◆ Required action ◆
In the data that follows, find each line containing "severo" and copy it.

◆ Records to process ◆
PR #2966, opened 2024-07-03
Use placeholder revision in urls in cached responses

lhoestq:
close https://github.com/huggingface/dataset-viewer/issues/2965

### DIFF
--- a/libs/libcommon/src/libcommon/viewer_utils/asset.py
+++ b/libs/libcommon/src/libcommon/viewer_utils/asset.py
@@ -3,15 +3,18 @@
 
 from io import BytesIO
 from tempfile import NamedTemporaryFile
-from typing import Optional, TypedDict
+from typing import TYPE_CHECKING, Optional, TypedDict
 
 from PIL import Image, ImageOps
 from pydub import AudioSegment  # type:ignore
 
-from libcommon.storage_client import StorageClient
+if TYPE_CHECKING:
+    from libcommon.storage_client import StorageClient
+
 
 SUPPORTED_AUDIO_EXTENSION_TO_MEDIA_TYPE = {".wav": "audio/wav", ".mp3": "audio/mpeg", ".opus": "audio/opus"}
 SUPPORTED_AUDIO_EXTENSIONS = SUPPORTED_AUDIO_EXTENSION_TO_MEDIA_TYPE.keys()
+DATASET_GIT_REVISION_PLACEHOLDER = "{dataset_git_revision}"
 
 
 class ImageSource(TypedDict):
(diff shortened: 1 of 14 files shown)


libs/libcommon/src/libcommon/viewer_utils/asset.py
```diff
@@ -35,25 +38,32 @@ def create_image_file(
...
+    storage_client: "StorageClient",
 ) -> ImageSource:
+    # We use a placeholder revision that will be replaced later by the
+    # dataset_git_revision of cache responses when the data will be accessed.
+    # This is useful to allow moving files to a newer revision without having
+    # to modify the cached rows content.
     object_key = storage_client.generate_object_key(
         dataset=dataset,
-        revision=revision,
+        revision=DATASET_GIT_REVISION_PLACEHOLDER,
```
lhoestq, line 49: main change is here

libs/libcommon/src/libcommon/viewer_utils/asset.py
```diff
@@ -35,25 +38,32 @@ def create_image_file(
...
         buffer = BytesIO()
         image.save(fp=buffer, format=format)
         buffer.seek(0)
-        with storage_client._fs.open(storage_client.get_full_path(object_key), "wb") as f:
+        with storage_client._fs.open(storage_client.get_full_path(path), "wb") as f:
             f.write(buffer.read())
-    return ImageSource(src=storage_client.get_url(object_key), height=image.height, width=image.width)
+    return ImageSource(
+        src=storage_client.get_url(object_key, revision=revision), height=image.height, width=image.width
+    )
```
lhoestq, line 66: A few lines later, `get_url` applies the right revision if there is an URL preparator associated to the storage client.

In practive:
- /rows, /search and /filter have an URL preparator that inserts the revision and signs the urls from the parquet/duckdb data
- split-first-rows worker has no URL preparator: URLs are stored in the cached as unprepared (i.e. with the revision placeholder and unsigned)
- /first-rows has an URL preparator that inserts the revision and signs the urls that come form the cache

libs/libcommon/src/libcommon/viewer_utils/asset.py
```diff
@@ -35,25 +38,32 @@ def create_image_file(
     filename: str,
     image: Image.Image,
     format: str,
-    storage_client: StorageClient,
+    storage_client: "StorageClient",
 ) -> ImageSource:
+    # We use a placeholder revision that will be replaced later by the
```
severo, line 43:
```suggestion
    # We use a placeholder revision in the JSON stored in the database,
    # while the path of the file stored on the disk/s3 contains the revision.
    # The placeholder will be replaced later by the
```

severo: or something like that, to help understand where the placeholder is used

severo (approved):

◆ Your solution ◆
severo, line 43:
severo: or something like that, to help understand where the placeholder is used
severo (approved):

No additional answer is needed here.